Surprising Signs of Depression: 4 Early Clues to Watch For

Young man sitting at his laptop looking bored.

Summer’s over, but COVID isn’t. And here we all still are, navigating uncharted, yet familiar, pandemic life and its added stress and worry. Sometimes it’s hard to remember a time when things were ‘normal’ and that can be downright depressing. 

So much has changed in the world around us, that the changes within us can seem relatively insignificant. 
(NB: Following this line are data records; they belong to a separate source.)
Issue #14711, opened 2021-04-21
Inconsistent status code for HEAD and GET when the request is sent to public artifact.


reasonerjt:
Such inconsistency was introduced to workaround issue in 
https://github.com/goharbor/harbor/issues/11271

This approach does not follow the HTTP spec and it bites us when Harbor is running behind a CDN, some user reported seeing inconsistent status code for HEAD, possibly due to CDN caching the response header for GET requests.

We should find a way to suit our usecase and not violating the http spec at the same time.
Some mentioned that dockerhub return 401 for GET request issued to public resources.  Harbor may do the same.

We should make sure the change will not break any exisitng use cases.

reasonerjt:
The minimal change in #14768 may fix the problem but this does introduce a break change in the case 
client sends GET request without `Authorization` Header to fetch public artifact, and this should be a release note.

PR #14768, opened 2021-04-28
Return 401 for GET request to /v2 API for public artifacts.

reasonerjt:
This commits make sure when the request does not carry authorization
headers, the HEAD and GET will get the same response code.  This change
should be made due to #14711

### DIFF
--- a/src/server/middleware/v2auth/auth.go
+++ b/src/server/middleware/v2auth/auth.go
@@ -60,7 +60,8 @@ func (rc *reqChecker) check(req *http.Request) (string, error) {
 				return getChallenge(req, al), fmt.Errorf("unauthorized to list catalog")
 			}
 		}
-		if a.target == repository && req.Header.Get(authHeader) == "" && req.Method == http.MethodHead { // make sure 401 is returned for CLI HEAD, see #11271
+		if a.target == repository && req.Header.Get(authHeader) == "" &&
+			(req.Method == http.MethodHead || req.Method == http.MethodGet) { // make sure 401 is returned for CLI HEAD, see #11271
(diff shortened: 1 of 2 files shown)


ywk253100 (approved):

heww (approved):

src/server/middleware/v2auth/auth.go
```diff
@@ -60,7 +60,8 @@ func (rc *reqChecker) check(req *http.Request) (string, error) {
 				return getChallenge(req, al), fmt.Errorf("unauthorized to list catalog")
 			}
 		}
-		if a.target == repository && req.Header.Get(authHeader) == "" && req.Method == http.MethodHead { // make sure 401 is returned for CLI HEAD, see #11271
+		if a.target == repository && req.Header.Get(authHeader) == "" &&
+			(req.Method == http.MethodHead || req.Method == http.MethodGet) { // make sure 401 is returned for CLI HEAD, see #11271
 			return getChallenge(req, al), fmt.Errorf("authorize header needed to send HEAD to repository")
```
karuppiah7890, line 65: The error message here says `authorize header needed to send HEAD to repository` but this is true for `GET` too (with this PR), right? With `(req.Method == http.MethodHead || req.Method == http.MethodGet)`

cc @reasonerjt

karuppiah7890: Should it says `HEAD or GET` ? Or maybe interpolate the `req.Method` in the string for accuracy? Something like this maybe? -

```go
fmt.Errorf("authorize header needed to send %s to repository", req.Method)
```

“It’s difficult to recognize in yourself how you are feeling,” says Robert Althoff, MD, Ph.D., Acting Healthcare Service Leader for Psychiatry at the University of Vermont Health Network and Acting Chair of Psychiatry at UVM’s Larner College of Medicine. The onset of depression can take time: weeks, months, maybe even longer. 

“We live with ourselves everyday so we may not see a change over time,” he says, adding that it’s much more likely that people around you will notice these changes first and, hopefully, say something or check in to make sure everything is okay. 

Dr. Althoff points to four early warning signs of depression that you may not immediately recognize.

1. Up All Night, Sleep All Day 

Changes in your sleep patterns could be an indication of depression. Ask yourself these questions:

  • Am I having trouble falling asleep when I need to? 
  • Do I sleep too much? Too little? 
  • Am I nodding off in the middle of meetings?
  • Am I unable to get out of bed to get the kids to school or make it to work on time? 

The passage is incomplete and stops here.